[Start of Attachment]
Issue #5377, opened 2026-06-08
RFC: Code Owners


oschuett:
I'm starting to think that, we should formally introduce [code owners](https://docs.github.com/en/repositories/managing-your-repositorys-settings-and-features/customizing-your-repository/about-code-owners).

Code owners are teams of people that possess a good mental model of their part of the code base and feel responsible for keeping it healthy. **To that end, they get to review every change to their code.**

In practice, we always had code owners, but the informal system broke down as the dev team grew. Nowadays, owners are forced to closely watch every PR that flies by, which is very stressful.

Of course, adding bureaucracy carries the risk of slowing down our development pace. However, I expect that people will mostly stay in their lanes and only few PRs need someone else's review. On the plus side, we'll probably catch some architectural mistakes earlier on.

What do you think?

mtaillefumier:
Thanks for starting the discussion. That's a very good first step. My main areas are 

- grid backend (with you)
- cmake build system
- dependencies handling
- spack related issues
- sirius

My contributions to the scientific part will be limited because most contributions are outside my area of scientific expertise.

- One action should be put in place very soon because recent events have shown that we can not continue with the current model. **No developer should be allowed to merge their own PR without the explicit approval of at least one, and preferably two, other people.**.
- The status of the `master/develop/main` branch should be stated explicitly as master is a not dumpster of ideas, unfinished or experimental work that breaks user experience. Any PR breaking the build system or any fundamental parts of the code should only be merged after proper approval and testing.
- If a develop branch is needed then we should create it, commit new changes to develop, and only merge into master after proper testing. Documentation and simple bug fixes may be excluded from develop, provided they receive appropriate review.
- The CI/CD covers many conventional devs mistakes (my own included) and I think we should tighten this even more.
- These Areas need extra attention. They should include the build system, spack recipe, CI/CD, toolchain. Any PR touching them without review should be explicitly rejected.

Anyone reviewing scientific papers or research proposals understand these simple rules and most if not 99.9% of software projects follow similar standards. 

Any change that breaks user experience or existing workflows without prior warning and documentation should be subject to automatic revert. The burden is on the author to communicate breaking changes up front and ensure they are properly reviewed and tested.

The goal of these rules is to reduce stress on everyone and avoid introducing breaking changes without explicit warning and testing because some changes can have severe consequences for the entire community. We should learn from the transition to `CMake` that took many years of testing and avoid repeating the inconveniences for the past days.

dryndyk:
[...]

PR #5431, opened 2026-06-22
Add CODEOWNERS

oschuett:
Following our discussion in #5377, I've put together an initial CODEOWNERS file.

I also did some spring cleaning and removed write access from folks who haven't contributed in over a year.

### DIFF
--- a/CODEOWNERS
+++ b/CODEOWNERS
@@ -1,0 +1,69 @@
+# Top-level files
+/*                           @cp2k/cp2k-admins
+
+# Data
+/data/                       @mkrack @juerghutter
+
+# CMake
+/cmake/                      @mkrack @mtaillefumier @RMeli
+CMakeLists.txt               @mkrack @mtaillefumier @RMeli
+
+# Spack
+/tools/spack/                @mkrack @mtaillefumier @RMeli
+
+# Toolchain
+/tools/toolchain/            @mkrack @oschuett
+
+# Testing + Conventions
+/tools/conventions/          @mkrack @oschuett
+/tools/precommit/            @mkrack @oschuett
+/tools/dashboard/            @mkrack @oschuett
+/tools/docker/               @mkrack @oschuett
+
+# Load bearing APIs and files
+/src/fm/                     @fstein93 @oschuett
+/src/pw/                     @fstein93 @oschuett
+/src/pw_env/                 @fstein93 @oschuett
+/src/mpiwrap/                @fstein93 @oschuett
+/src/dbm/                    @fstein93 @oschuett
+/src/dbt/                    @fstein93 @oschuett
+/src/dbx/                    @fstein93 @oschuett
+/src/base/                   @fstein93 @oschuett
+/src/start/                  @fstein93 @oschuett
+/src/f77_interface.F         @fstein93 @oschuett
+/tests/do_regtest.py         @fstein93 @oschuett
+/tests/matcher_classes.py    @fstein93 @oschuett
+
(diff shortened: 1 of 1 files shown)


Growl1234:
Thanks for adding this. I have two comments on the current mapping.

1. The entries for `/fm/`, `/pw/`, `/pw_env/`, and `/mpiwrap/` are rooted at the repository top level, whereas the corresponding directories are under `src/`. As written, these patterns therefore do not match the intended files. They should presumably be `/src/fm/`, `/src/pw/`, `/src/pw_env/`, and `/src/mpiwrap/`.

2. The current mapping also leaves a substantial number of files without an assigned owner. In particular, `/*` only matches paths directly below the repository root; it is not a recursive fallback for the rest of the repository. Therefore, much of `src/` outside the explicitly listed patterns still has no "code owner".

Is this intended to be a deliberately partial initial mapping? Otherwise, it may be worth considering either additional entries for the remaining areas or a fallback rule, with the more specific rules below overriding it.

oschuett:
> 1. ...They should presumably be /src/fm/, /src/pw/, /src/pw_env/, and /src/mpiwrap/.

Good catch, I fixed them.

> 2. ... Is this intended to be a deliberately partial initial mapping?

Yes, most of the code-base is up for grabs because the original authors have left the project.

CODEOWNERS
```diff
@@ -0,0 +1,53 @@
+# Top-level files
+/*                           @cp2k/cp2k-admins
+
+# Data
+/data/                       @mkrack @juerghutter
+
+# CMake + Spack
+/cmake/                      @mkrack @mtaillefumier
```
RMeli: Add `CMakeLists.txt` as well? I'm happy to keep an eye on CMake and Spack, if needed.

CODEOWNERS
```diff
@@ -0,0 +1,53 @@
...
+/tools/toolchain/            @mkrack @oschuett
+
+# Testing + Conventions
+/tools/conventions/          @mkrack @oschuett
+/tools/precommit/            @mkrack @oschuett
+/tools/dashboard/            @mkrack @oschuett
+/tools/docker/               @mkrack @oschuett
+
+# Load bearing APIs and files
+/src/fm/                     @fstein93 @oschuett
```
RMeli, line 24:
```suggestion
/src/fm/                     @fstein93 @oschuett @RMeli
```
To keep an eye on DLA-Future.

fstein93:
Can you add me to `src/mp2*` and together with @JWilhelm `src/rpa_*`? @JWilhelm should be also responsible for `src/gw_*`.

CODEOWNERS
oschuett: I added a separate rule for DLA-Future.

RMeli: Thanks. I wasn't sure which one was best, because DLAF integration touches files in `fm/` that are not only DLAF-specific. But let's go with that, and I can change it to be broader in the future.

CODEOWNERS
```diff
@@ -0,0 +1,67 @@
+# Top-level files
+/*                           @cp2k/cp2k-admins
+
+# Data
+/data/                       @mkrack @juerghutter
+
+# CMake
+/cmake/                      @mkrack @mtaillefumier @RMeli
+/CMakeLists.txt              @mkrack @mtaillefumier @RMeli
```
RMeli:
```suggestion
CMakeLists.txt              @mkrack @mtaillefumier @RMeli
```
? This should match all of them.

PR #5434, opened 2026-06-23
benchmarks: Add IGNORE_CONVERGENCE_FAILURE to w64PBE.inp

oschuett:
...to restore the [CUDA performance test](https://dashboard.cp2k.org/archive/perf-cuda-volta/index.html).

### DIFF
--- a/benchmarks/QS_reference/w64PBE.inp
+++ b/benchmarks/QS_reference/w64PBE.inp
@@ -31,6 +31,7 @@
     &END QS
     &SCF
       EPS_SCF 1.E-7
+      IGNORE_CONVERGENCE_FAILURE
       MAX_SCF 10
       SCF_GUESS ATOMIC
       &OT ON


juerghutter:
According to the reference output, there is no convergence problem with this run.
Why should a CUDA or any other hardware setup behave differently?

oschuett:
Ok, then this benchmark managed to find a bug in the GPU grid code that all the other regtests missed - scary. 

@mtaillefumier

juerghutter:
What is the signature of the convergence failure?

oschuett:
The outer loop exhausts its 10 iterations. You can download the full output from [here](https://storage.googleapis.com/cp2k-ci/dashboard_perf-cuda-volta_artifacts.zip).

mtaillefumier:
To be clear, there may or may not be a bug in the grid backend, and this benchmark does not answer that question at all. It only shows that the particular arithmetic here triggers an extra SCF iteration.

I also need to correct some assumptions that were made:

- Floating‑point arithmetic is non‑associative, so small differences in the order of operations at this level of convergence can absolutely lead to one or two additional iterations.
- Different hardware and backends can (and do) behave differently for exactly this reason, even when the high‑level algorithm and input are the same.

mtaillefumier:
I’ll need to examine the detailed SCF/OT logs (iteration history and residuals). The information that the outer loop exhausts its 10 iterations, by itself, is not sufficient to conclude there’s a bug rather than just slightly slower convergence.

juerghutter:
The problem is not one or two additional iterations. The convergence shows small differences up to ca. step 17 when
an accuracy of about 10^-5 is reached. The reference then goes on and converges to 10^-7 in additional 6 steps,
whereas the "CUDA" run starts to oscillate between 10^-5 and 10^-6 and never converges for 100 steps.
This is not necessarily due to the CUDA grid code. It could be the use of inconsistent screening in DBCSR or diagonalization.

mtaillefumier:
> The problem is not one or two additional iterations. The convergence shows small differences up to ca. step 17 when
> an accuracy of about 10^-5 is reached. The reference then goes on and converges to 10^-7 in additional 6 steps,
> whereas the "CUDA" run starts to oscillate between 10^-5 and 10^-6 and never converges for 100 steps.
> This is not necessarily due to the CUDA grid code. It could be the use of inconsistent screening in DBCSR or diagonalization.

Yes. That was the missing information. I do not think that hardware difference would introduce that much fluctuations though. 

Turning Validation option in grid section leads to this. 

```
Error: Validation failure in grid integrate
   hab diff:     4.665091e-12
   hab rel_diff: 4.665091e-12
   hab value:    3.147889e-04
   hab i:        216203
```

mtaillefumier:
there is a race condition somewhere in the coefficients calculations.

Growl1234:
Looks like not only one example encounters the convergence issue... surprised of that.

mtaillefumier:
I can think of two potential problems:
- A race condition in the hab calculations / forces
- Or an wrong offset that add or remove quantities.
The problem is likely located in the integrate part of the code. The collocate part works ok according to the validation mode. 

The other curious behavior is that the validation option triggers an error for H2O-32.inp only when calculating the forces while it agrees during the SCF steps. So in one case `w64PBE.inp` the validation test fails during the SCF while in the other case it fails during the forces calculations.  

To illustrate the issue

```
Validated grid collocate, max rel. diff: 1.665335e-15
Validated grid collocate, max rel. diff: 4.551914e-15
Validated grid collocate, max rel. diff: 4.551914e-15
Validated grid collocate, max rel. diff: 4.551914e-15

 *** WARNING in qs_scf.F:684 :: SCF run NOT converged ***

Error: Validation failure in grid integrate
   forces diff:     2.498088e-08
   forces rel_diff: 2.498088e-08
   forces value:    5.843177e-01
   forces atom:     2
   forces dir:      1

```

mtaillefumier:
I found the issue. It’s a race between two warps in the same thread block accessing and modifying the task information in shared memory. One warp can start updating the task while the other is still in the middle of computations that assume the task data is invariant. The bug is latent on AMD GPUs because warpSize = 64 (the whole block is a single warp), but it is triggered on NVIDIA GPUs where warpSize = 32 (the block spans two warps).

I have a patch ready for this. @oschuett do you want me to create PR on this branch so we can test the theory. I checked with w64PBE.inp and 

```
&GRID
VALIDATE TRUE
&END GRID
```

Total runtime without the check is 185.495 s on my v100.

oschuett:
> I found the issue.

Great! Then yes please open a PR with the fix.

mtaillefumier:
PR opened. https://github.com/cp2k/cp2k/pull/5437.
[End of Attachment]
[Start of Attachment]
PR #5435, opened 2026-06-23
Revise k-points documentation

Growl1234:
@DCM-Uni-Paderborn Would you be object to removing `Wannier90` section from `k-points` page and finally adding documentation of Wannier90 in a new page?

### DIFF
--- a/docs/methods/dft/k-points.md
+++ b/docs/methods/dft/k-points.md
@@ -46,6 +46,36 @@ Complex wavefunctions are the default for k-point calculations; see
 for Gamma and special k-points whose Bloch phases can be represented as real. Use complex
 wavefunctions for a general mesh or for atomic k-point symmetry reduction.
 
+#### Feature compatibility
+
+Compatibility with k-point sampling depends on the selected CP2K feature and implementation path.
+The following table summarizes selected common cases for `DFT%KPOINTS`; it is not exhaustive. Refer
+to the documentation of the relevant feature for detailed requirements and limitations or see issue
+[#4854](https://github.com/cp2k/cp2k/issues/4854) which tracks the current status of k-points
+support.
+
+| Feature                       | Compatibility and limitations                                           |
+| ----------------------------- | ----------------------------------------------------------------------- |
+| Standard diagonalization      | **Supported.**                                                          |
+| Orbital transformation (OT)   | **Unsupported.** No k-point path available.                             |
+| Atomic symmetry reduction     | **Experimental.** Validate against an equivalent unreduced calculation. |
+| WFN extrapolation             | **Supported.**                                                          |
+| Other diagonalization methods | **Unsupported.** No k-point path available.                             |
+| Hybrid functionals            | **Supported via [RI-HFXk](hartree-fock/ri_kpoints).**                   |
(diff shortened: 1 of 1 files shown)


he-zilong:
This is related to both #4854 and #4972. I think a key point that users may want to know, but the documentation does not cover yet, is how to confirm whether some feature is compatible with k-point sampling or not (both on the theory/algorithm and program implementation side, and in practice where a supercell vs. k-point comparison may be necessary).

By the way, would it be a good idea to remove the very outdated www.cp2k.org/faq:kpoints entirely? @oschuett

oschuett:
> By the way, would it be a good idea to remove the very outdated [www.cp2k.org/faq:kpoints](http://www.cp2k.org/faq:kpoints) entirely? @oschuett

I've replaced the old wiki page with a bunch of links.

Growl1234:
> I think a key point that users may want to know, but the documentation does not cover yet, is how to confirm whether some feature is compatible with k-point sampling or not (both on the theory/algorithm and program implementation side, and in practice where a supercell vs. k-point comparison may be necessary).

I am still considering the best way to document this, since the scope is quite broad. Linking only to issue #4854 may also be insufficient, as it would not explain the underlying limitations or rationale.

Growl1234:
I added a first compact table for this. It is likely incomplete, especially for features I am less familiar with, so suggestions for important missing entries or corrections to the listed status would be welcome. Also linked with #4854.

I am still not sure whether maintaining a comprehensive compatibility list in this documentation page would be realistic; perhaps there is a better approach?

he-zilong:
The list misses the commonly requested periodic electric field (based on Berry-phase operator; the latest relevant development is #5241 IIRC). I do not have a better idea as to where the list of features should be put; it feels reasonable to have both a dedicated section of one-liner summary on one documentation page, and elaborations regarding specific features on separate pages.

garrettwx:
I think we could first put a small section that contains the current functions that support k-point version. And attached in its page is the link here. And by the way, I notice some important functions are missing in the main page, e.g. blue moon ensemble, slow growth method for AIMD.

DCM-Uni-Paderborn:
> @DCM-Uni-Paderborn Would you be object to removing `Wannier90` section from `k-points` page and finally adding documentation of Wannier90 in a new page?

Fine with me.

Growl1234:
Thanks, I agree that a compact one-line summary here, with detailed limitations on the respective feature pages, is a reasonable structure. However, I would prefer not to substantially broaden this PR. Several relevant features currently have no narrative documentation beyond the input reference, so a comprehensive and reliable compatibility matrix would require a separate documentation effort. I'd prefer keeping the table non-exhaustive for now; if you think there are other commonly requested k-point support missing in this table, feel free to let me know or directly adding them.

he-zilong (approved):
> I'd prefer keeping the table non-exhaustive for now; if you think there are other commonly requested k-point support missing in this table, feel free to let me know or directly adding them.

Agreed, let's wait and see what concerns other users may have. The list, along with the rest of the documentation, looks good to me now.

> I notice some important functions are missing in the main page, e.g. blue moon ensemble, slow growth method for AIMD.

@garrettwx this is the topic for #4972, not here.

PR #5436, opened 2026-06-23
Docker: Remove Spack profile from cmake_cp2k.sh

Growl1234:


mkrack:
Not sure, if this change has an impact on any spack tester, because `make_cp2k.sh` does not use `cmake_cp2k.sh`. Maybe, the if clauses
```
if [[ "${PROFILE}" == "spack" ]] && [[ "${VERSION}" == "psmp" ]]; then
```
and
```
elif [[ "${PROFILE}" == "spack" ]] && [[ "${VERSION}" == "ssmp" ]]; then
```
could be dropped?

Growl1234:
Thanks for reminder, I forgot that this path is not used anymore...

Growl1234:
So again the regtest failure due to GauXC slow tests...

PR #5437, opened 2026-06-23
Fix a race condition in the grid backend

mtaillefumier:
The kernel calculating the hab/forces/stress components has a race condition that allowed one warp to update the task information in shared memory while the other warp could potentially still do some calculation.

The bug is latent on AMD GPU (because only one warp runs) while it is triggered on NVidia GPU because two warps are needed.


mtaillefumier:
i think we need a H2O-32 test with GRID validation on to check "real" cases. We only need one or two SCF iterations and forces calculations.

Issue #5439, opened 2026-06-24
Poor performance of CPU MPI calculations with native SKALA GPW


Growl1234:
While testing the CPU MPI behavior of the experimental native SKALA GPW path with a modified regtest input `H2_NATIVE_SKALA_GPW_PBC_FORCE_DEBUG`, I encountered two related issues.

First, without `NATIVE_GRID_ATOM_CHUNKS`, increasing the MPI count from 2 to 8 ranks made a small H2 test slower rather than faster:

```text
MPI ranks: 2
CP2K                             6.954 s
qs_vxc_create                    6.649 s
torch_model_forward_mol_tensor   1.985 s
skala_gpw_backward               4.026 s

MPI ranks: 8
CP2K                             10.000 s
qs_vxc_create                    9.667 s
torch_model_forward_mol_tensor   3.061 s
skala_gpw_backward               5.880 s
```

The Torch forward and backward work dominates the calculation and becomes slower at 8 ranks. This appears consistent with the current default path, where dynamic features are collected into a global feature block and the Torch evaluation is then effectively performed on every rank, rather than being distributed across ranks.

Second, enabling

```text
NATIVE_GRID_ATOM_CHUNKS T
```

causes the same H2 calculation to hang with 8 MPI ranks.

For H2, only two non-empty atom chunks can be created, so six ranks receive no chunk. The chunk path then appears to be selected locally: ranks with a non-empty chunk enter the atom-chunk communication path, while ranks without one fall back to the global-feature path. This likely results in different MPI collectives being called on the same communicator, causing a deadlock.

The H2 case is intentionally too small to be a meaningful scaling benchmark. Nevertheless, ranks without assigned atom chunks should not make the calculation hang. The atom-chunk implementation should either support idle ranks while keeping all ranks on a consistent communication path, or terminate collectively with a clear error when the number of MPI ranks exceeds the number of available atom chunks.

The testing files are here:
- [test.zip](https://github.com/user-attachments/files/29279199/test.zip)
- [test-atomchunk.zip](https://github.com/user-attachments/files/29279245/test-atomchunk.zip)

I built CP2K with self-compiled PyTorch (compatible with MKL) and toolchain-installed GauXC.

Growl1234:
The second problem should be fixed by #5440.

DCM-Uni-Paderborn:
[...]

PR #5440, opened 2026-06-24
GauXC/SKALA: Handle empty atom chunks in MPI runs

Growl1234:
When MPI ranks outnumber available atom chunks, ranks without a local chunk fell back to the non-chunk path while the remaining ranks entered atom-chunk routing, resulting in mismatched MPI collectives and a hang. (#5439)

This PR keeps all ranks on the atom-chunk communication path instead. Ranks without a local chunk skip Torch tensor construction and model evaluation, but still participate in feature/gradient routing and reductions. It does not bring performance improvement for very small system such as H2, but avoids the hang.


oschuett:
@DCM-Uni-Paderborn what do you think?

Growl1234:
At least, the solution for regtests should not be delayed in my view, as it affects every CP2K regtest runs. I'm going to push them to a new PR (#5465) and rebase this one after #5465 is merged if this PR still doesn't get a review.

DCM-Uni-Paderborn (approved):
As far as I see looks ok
[End of Attachment]
WHAT NEEDS TO BE DONE
Please return the lines above that run from the line containing "The list misses" to the line containing "I think we could", inclusive, exactly and with no other lines.

REPLY
The list misses the commonly requested periodic electric field (based on Berry-phase operator; the latest relevant development is #5241 IIRC). I do not have a better idea as to where the list of features should be put; it feels reasonable to have both a dedicated section of one-liner summary on one documentation page, and elaborations regarding specific features on separate pages.

garrettwx:
I think we could first put a small section that contains the current functions that support k-point version. And attached in its page is the link here. And by the way, I notice some important functions are missing in the main page, e.g. blue moon ensemble, slow growth method for AIMD.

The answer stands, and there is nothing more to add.